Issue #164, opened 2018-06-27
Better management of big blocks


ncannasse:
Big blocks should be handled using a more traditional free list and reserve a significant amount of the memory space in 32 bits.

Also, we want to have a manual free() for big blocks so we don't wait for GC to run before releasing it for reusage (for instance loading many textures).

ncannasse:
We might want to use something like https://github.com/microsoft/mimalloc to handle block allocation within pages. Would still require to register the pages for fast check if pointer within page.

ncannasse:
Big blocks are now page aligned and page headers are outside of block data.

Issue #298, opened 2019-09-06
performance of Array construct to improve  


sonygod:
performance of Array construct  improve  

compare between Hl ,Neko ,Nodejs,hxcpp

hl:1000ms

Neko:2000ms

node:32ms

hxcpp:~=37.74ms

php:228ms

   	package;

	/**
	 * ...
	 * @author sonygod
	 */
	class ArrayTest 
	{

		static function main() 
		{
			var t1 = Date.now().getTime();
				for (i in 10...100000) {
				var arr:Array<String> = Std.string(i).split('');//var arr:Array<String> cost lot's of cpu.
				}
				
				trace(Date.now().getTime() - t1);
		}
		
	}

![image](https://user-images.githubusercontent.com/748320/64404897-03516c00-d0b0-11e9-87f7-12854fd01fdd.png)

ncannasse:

══════════════════════════════

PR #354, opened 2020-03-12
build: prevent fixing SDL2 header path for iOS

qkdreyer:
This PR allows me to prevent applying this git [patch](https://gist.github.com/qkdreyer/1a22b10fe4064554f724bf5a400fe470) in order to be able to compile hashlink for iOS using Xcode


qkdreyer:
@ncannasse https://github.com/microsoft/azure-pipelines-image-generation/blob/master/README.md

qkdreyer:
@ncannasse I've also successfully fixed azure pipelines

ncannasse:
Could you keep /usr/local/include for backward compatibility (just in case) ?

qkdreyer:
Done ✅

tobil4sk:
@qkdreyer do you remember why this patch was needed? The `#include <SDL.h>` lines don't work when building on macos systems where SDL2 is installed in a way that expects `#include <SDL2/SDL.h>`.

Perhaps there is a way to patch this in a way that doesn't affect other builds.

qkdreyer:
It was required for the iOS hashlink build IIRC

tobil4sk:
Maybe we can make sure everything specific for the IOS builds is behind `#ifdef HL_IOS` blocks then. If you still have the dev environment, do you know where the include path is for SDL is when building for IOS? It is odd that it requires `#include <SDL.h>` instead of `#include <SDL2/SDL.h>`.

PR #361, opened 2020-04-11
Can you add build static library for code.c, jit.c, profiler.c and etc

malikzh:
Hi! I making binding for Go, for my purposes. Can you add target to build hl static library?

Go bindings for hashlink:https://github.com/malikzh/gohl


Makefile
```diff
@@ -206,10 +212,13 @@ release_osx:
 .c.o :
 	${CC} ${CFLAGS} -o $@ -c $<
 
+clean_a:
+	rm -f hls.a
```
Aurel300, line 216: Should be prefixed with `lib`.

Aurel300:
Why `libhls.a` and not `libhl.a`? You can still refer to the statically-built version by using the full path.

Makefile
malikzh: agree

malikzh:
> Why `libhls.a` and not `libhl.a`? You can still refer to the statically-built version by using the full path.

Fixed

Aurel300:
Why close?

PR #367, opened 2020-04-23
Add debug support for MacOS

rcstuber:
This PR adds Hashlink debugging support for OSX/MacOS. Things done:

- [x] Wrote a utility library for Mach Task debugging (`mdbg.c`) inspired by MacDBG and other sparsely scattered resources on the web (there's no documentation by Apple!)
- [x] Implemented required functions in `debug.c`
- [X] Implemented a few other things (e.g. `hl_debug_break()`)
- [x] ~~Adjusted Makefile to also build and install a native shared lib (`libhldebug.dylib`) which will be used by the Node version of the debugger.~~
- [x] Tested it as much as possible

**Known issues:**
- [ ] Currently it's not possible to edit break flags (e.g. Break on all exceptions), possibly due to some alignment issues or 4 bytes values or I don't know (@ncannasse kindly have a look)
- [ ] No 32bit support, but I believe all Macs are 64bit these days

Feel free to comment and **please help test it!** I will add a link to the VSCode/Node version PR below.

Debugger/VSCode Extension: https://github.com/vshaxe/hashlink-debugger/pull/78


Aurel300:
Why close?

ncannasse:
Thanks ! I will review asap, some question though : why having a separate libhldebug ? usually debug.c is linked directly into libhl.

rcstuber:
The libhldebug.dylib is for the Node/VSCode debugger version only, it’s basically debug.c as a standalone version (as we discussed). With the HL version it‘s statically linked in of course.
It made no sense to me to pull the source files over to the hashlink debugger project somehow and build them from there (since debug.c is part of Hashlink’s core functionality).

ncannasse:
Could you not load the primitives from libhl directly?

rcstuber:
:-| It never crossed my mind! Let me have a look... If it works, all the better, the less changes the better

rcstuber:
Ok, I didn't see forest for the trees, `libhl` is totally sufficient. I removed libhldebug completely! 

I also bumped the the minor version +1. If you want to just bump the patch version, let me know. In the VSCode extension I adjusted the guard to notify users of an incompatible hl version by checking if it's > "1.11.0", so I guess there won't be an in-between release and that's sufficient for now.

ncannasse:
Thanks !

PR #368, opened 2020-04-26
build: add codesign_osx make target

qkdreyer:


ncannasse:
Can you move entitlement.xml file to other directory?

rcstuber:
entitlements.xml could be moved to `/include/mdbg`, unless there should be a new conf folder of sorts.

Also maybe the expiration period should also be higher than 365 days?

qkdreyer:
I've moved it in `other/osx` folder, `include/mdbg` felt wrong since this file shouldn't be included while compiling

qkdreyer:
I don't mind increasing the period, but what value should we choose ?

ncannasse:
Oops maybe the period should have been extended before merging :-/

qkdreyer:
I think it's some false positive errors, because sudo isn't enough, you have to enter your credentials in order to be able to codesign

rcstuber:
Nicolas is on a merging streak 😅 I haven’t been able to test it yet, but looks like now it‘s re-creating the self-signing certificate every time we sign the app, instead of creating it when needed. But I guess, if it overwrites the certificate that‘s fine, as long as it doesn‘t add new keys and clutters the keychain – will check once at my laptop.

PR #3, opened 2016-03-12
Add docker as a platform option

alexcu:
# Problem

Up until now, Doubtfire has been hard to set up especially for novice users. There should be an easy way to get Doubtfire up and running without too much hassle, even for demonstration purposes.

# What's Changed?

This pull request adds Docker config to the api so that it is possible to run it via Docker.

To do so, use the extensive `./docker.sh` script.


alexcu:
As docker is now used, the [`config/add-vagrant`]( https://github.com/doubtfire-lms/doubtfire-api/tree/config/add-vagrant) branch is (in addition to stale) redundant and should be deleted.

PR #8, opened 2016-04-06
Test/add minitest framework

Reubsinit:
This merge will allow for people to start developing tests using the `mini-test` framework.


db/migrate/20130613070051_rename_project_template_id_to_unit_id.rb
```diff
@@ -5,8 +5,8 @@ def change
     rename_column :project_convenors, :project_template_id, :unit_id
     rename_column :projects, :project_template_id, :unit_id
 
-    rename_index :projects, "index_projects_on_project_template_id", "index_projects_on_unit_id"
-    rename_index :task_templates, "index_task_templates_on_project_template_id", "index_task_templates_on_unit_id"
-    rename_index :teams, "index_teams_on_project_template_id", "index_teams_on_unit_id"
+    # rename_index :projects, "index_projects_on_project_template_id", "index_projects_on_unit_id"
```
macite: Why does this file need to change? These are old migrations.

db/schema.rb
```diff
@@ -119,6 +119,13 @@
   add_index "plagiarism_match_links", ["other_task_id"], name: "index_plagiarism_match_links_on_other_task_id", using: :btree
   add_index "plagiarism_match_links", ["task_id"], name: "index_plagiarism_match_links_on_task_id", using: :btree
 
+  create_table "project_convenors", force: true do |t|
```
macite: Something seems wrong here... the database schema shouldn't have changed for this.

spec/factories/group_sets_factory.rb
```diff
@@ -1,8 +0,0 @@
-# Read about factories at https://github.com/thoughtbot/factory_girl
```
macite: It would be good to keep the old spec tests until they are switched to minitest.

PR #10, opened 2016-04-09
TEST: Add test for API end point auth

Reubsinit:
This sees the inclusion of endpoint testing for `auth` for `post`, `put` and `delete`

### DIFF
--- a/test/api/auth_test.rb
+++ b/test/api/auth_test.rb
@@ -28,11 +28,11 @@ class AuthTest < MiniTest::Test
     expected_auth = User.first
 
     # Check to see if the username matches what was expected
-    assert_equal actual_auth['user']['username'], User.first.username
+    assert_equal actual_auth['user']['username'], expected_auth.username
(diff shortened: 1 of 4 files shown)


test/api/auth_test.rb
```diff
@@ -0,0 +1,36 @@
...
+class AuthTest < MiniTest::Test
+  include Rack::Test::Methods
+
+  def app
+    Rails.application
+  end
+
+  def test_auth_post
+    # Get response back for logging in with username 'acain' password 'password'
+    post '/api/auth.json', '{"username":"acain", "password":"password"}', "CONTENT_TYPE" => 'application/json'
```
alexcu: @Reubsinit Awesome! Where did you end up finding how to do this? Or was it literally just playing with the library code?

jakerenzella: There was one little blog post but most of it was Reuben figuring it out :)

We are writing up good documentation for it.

══════════════════════════════

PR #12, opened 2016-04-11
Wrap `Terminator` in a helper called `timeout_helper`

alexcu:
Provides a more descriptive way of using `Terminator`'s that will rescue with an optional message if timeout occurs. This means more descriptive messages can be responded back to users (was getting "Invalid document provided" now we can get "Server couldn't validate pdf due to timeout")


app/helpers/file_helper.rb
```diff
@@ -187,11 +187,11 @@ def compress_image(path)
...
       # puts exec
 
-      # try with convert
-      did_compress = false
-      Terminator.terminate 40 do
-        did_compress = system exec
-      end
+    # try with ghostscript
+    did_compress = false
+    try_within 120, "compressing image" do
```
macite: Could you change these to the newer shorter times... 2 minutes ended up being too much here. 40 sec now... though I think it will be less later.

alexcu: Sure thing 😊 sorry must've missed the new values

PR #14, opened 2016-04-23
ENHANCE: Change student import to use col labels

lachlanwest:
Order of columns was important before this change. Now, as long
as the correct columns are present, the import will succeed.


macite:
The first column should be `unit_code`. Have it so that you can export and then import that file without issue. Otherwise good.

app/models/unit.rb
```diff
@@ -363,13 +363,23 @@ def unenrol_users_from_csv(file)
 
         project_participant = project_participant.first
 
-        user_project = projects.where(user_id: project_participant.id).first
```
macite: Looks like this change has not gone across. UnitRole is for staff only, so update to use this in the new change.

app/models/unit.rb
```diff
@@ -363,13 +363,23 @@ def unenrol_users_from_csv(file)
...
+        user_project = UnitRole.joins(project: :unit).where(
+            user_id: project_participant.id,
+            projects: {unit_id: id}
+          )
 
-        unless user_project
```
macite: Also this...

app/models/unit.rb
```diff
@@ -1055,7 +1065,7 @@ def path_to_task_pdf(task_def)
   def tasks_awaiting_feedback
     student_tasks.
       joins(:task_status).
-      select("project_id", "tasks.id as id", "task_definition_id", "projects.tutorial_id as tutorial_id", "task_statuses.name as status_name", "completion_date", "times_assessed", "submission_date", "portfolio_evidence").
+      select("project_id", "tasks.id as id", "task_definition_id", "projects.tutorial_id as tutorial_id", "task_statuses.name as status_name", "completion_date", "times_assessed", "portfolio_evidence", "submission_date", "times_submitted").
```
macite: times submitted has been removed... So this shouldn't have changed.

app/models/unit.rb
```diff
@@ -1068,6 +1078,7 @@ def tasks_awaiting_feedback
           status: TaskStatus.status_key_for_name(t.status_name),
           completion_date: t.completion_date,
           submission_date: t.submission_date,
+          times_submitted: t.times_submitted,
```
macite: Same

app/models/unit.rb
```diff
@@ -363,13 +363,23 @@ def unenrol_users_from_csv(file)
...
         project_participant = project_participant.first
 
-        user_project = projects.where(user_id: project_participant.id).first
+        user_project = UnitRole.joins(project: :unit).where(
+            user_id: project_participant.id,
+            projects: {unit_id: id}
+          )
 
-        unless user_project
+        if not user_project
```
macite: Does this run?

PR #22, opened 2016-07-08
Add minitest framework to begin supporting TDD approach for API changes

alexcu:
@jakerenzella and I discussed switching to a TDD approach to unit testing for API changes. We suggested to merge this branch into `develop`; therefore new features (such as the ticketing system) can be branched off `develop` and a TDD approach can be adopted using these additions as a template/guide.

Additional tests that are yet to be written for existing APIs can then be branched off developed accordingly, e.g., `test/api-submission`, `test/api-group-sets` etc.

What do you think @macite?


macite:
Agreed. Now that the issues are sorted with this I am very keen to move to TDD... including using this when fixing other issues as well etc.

══════════════════════════════

### To do
Go to the line in the material above that contains "Issue #164, opened 2018-06-27" and copy exactly from there through the line that contains "Big blocks should", stopping after it.

### Solution to this exercise
Issue #164, opened 2018-06-27
Better management of big blocks


ncannasse:
Big blocks should be handled using a more traditional free list and reserve a significant amount of the memory space in 32 bits.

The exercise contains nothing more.